Believe it or not, we’re going to do the last one!!

Reframing the goal

\[\neg (((A\lor B)\land (A\to D)\land (B\to D)) \to D)\]


 


Conjunctive Normal Form: ____________

Resolve Away!

\(\{\neg D\}\)

\(\{A, B\}\)

\(\{D, \neg A\}\)

\(\{D, \neg B\}\)

Main Mall Midnight

Setup

  1. Lay out the rule cards face up.
  2. Put the refutation card \((\neg D)\) in a small Unit inbox.
  3. Make three spots: Clauses (the rule cards), Unit inbox, Finished units.
  4. Assign roles: Reader, Marker, Checker, Scribe.

Roles

  • Reader: says the current unit aloud (start with \((\neg D)\)).
  • Marker: crosses out literals; rewrites reduced clauses.
  • Checker: watches for new units and clash.
  • Scribe: records the sequence of units forced (e.g., \(\neg D \Rightarrow \neg B \Rightarrow \cdots\)).

Gameplay loop (repeat)

  1. Pick the next unit \((u)\) from the inbox (start with \((\neg D)\)).
  2. Sweep every clause once (one round):
    • If the clause contains \(u\): it’s satisfied, remove that card.
    • If the clause contains \(\neg u\): cross out \(\neg u\).
      • If nothing remains, \(\bot\) (CLASH) → you win.
      • If one literal remains \((v)\), place it in the Unit inbox.
      • If 2+ literals remain, keep the reduced clause on the table.
    • If it mentions neither \(u\) nor \(\neg u\): leave it as is.
  3. After the sweep, move \(u\) to Finished units. Go back to step 1.

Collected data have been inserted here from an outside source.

PR #1315, opened 2021-06-07
Replace UI tests helper local framework with remote Swift package

mokagio:
As part of the 2nd HACK week for 2021, I'm working on UI testing shared infrastructure.

As step towards sharing more code across projects was extracting general-purpose helpers present in the Simplenote iOS project into a dedicated framework.

The second was to create a [Swift package](https://github.com/Automattic/SwiftUITestsHelpers) from that code.

With this diff, we replace the local framework with its Swift package version.

### Test
Verify that the UI tests pass in CI.

Optionally, checkout this branch and try to build for testing both "SimplenoteUITests" and "SimplenoteScreenshots" targets.

### Review

### Release

---

Leaving this as a draft till later on in the HACK week because we're pointing to `trunk` for the package and I'm not sure about the package and repository name.


pachlava (approved):
Thank you for doing this @mokagio!

I've executed the Screenshots and UI Tests locally, with no fails. The only issue was that fastlane forced me to update Snapshot Helper in order to run. I saw no related warnings when executed screenshots from Xcode. But, this is not related to the change.

One thing I've noticed is that Xcode is showing this warning about `Info.plist`:

Screenshot_2021-06-08 00 31 21_SktsIf

I did not run the tests on CI, since this branch does not include the latest changes in CI/Fastfile for this, but I see no reasons why this should not work on CI.

mokagio:
Thanks for reporting those @pachlava. I'll take a look 👀

mokagio:
FYI, I addressed the `snapshot` update issue [here](https://github.com/Automattic/simplenote-ios/pull/1316) and the `Info.plist` warning in 81924734.

mokagio:
I'm going to bank on @pachlava's previous approval because the changes I made since then are not functionality related:

- Renamed the package from SwiftUITestsHelpers to XCUITestHelpers
- Switch to SemVer with `~> 0.1` rule instead of fetching from `trunk` to manage the dependency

Win condition: You produce \(\bot\) (empty clause) or you later pick a unit that contradicts a finished one (e.g., you pick \((B)\) but Finished already has \((\neg B)\)).

If stuck: The Unit inbox is empty and no clause is a single literal → raise your hand (forward chaining has stalled).

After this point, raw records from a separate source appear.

PR #1316, opened 2021-06-08
Update Fastlane and its Simulator snapshot helper

mokagio:
Just a routine update. @pachlava noticed that `snapshot` was out of date and out of sync with Fastlane, which blocks the execution of the screenshots automation.

### Test
`bf take_screenshots devices:'iPhone Xs Max'` should succeed on your machine. I constrained the build to "iPhone Xs Max" just to save time locally.

Screen Shot 2021-06-08 at 2 41 04 pm

### Review

### Release


pachlava (approved):
Ran successfully on first try 🥳, with iPhone XS Max, firstly using light mode, then dark. After both iterations, the available screenshots were opened in the browser: very handy!

SimplenoteScreenshots/SnapshotHelper.swift
```diff
@@ -176,7 +180,11 @@ open class Snapshot: NSObject {
                 simulator = regex.stringByReplacingMatches(in: simulator, range: range, withTemplate: "")
 
                 let path = screenshotsDir.appendingPathComponent("\(simulator)-\(name).png")
-                try image.pngData()?.write(to: path, options: .atomic)
+                #if swift(<5.0)
+                    UIImagePNGRepresentation(image)?.write(to: path, options: .atomic)
+                #else
+                    try image.pngData()?.write(to: path, options: .atomic)
+                #endif
```
pachlava, line 187: Just curious what is the difference between those two? The parameters and return values description for [UIImagePNGRepresentation](https://developer.apple.com/documentation/uikit/1624096-uiimagepngrepresentation) and [pngData()](https://developer.apple.com/documentation/uikit/uiimage/1624096-pngdata) are the same. Is it about one being a method and the other being a function, hence using `pndData()` after it was introduced really made the code easier to read?

SimplenoteScreenshots/SnapshotHelper.swift
```diff
@@ -219,7 +227,7 @@ open class Snapshot: NSObject {
         #if os(OSX)
             let homeDir = URL(fileURLWithPath: NSHomeDirectory())
             return homeDir.appendingPathComponent(cachePath)
-        #elseif arch(i386) || arch(x86_64)
+        #elseif arch(i386) || arch(x86_64) || arch(arm64)
```
pachlava, line 230: This line made me go into another 🕳️ , and learn some new things! Nice!

pachlava: While I was reading about this, I saw such examples. Looks like this might do the similar trick?

```suggestion
        #elseif targetEnvironment(simulator)
```

I tested this locally and it worked. I might miss some context, though 🤔

SimplenoteScreenshots/SnapshotHelper.swift
mokagio: This code is automatically generated by Fastlane, so I'm not sure about the design decisions the authors took.

>  hence using `pndData()` after it was introduced really made the code easier to read?

I'd say so. It's also a more "Swifty" way of writing the code. It calls a method on an object instead of using a global free function (which the Swift API guide lines recommend not to use) and it also `throws` giving better error management capabilities.

My first guess was that the `try image.pngData...` call is something only available in Swift 5.0+, but that doesn't seem the case looking at the docs 🤔 

The fact that there is that `#if swift(<5.0)` check, though, definitely makes me think the authors had some reason to prefer `try image.pngData` over `UIImagePNGRepresentation` in code running on a runtime equal to or later than Swift 5.0.

SimplenoteScreenshots/SnapshotHelper.swift
mokagio: This code is automatically generated by Fastlane, so I'm not sure about the design decisions the authors took. Also, we should not touch it because the screenshots automation expects it work in a certain way.

Is your to use `targetEnvironment(simulator)` because it's platform agnostic? I think it's a great idea. You should open a pull request for that in Fastlane itself. The source for this file is [here](https://github.com/fastlane/fastlane/blob/master/snapshot/lib/assets/SnapshotHelper.swift).

👍

SimplenoteScreenshots/SnapshotHelper.swift
pachlava: Thanks for the extended answer! 😊

SimplenoteScreenshots/SnapshotHelper.swift
pachlava: > You should open a pull request for that in Fastlane itself.

This sounds exciting! Yes, it is to make it platform-agnostic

Scribe line (to turn in): \(\neg D \Rightarrow \ldots \Rightarrow \bot\) (list units in the order you derived them).

today’s python

Does this always work?

Works great for: rulebooks where each clause has only 1 positive unit (Horn)

Can stall on: non-Horn, symmetric choice, more complex domains.

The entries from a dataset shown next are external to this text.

PR #1317, opened 2021-06-09
Update logic to sanitize keywords via Fastlane

mokagio:
App Store Connect requires a keyword string that is 100 characters or less with keywords separated by "English comma, Chinese comma, or any combination of the two."

This change makes sure that sanitized keywords use the English comma.

Note that I actually updated the source of truth for the keywords in [GlotPress](https://translate.wordpress.com/projects/simplenote/ios/release-notes/ar/default/), so this script should not be necessary anymore, but I'm pushing this just in case. Also, this is the code I used to generate the new keywords, so it's handy to have it here for reference, at least till we're sure they're good on GlotPress.

### Test

1. Checkout this branch
1. `git revert 222ef611` to bring the keywords back to a non compliant state
2. `bundle exec fastlane sanitize_appstore_keywords`

The result should match this:

```
برنامج simplenote, والملحوظة, والتدوين, والمُدوِّن, والملحوظات, والمزامنة, والمشاركة, وبسيط, والضبط
```

Notice that I didn't update the keywords metadata file. The reason is that, ideally, we'll download up to date keywords from GlotPress when it's time to finalize the release.

You can verify this by via `cd fastlane && ./download_metadata.swift`. The `metadata/ar-SA/keywords.txt` will update because of the changes I made in GlotPress.

### Review

### Release


fastlane/Fastfile
```diff
@@ -138,16 +138,20 @@ end
...
       else
-        separator = ','
+        # Nothing do do here, but we might have more languages
+        # with different commas in the future
       end
 
-      until keywords.length <= app_store_connect_keywords_length_limit do
-        keywords = keywords.split(separator)[0...-1].join(separator)
-        puts keywords
+      until keywords.length <= app_store_connect_keywords_length_limit
```
mokagio, line 150: The only thing changed in this line is that there isn't the `do` anymore. It's not necessary because the `until` block has only one line. Thanks Rubocop.

The reason it now has only one line is because I removed that debugging `puts` that I didn't notice when submitting the first version of this work.

fastlane/Fastfile
```diff
@@ -138,16 +138,20 @@ end
...
         separator = '،'
+        keywords = keywords.split(separator).join(english_comma)
       else
-        separator = ','
+        # Nothing do do here, but we might have more languages
+        # with different commas in the future
       end
 
-      until keywords.length <= app_store_connect_keywords_length_limit do
-        keywords = keywords.split(separator)[0...-1].join(separator)
```
mokagio, line 149: In the original version, I didn't know about / realize that ASC wants English commas. The code was trimming the keywords length all right, but because it was putting them back together with the Arabic comma, to ASC they would have looked like a single giant keyword 🤦

mokagio: (Why aren't they using an array? _shakes fist at the sky_)

oguzkocer (approved):
@mokagio I am a little sad to admit that it took me a while to understand what's going on with this code. The line comments, although helpful in providing context, was making it hard to read the changes, but even after turning off the comments, it took me a second to connect the dots.

This ^ might be just my morning slowness, but I wonder while fixing this code, did we maybe stick to the original a bit too much? As in, would it be better to simply replace the illegal separators with the `english_comma`, so there is no more `separator` keyword we are dealing with? In short, the following feels a bit much for just a simple character replacement:

```
when 'ar-SA'
   # Replace Arabic comma with English one as per App Store
   # Connect requirement
   separator = '،'
   keywords = keywords.split(separator).join(english_comma)
else
   # Nothing do do here, but we might have more languages
   # with different commas in the future
end
```

---

As for testing instructions, the 1-2-3 step one went OK. To my eye, the string you pasted and the string generated are the same. `git diff` doesn't agree, but I assume it's an invalid config on my part, so I think it's fine.

> You can verify this by via cd fastlane && ./download_metadata.swift. The metadata/ar-SA/keywords.txt will update because of the changes I made in GlotPress.

I first didn't understand why we did `cd` and not run the command in root, but looks like it just spits out the data to its folder :joy: This did change the `metadata/ar-SA/keywords.txt` and deleted a bunch of unrelated stuff. So, I think this is fine as well.

mokagio:
> This ^ might be just my morning slowness...

Nah, you're right, that code was a bit too convoluted. Using the switch statement would make sense if there were more cases, but with only one it adds cruft.

> In short, the following feels a bit much for just a simple character replacement

Totally. I should have taken a further step backward 😄 This is why it's great to do code reviews, hey!

I'll requested a new review from you to check my simplified code and enabled auto-merge to close the loop on this.

oguzkocer:
@mokagio It looks like auto-merge might have merged your changes prematurely. I see that there has been a force push as well, so.. not sure how to proceed with this one.

oguzkocer:
@mokagio fwiw, I got a ping in this commit d589edc309cc0976beb6ee5cacb8e43b1daa6fb4 and assuming you've tested it, that commit seems fine to me 🤷

And as I was typing that, I just realized this all got merged to `trunk`, because Github updated it when `release/4.37` was removed 😱 🤦

oguzkocer:
Sorry for the 3rd comment in 7 minutes, I just compared trunk and develop and the diff is what this PR is supposed to be. @mokagio I suggest we open a PR from `trunk` to `develop` and merge it in with a PR review. `trunk` is ahead of where it's supposed to be at this time of code freeze, but `trunk` is not a very useful branch, so not a big loss 🙈

mokagio:
Can't believe I opened this against `trunk` and didn't realize it 😢 

I don't want `trunk` to be ahead and I worry that merging the next release into it might be annoying.

What do you think of:

1. Opening a PR to revert this merge into `trunk` (I thought of rewriting the history, should be safe because who's checking out `trunk` anyways, but don't know... a revert seems safer)
2. Open a PR against `develop` (`develop`, Gio! `d e v e l o p`) for this fix?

Stall example (unsatisfiable, no units): \[ (A\vee B)\wedge(A\vee \neg B)\wedge(\neg A\vee B)\wedge(\neg A\vee \neg B) \]

  • No unit clauses → our method can’t start.
  • It’s actually unsatisfiable but needs a branch to detect. (try (A) or (A)).

Takeaway: Propagation finds what’s locally forced.
When nothing is locally forced, we need case splits or stronger rules.